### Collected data
^^^^

PR #6745, opened 2026-05-13
feat: Reimplement support for non-root app predictions

### LINKED ISSUE #4235: [FEATURE] Allow viewing recently or frequently used apps in app drawer
### Describe the feature

Ability to see recently used apps at the top of the app drawer.

My most used apps will be at the top of the app drawer.

No

### Example(s)

google launcher has this feature.

### Additional context

_No response_

### LINKED ISSUE #6426: [FEATURE] Suggested app On Dock
### Describe the feature

As stated in the tile it would be very useful to have a suggested apps thing in the dock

^^^^

### Task to carry out
Among the lines above, find those carrying the word "LINKED" and copy them out.

### Result of this task
### LINKED ISSUE #4235: [FEATURE] Allow viewing recently or frequently used apps in app drawer
### LINKED ISSUE #6426: [FEATURE] Suggested app On Dock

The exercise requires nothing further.